Long way to fill up
Hmm all that Propane.
Never run out of autogas
Better get it before Calor claim it!
Go because my car does.
An American scientist believes he may have come up with an explanation for the curious lakes of liquefied petroleum gas found at the polar regions of Titan, moon of Saturn. It could be because Titan is not spherical, but has a liquid layer which is. A Cassini image of the polar hydrocarbon lakes of Titan The LPG fields of …
"On top of that, its mountaintops are usually lower than the surrounding terrain."
That would make them valleys then wouldn't it?

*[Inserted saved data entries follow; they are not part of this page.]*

PR #1011, opened 2026-06-23
add semi proper support for extern funcs in abstract

S41d:
I left out the handling externrefs and memory for now


src/symbolic/symbolic_extern_func.ml
```diff
@@ -2,4 +2,8 @@
 (* Copyright © 2021-2026 OCamlPro *)
 (* Written by the Owi programmers *)
 
-include Extern.Func.Make (Symbolic_value) (Symbolic_choice) (Symbolic_memory)
+include
+  Extern.Func.Make (Symbolic_value) (Symbolic_choice) (Symbolic_memory)
+    (struct
+      type t = unit
+    end)
```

btw, on earth I understand that PG (LPG before its L) is produced from vegetable (cellulose based) matter under great temperature and pressure over a long period of time. If this is true on Titan, does it mean that it was as warm as earth once? If not where did all that LPG come from?
And does B&Q have enough plastic hose pipe in stock to make a flexible connection, bearing in mind both tenperature and distance changes?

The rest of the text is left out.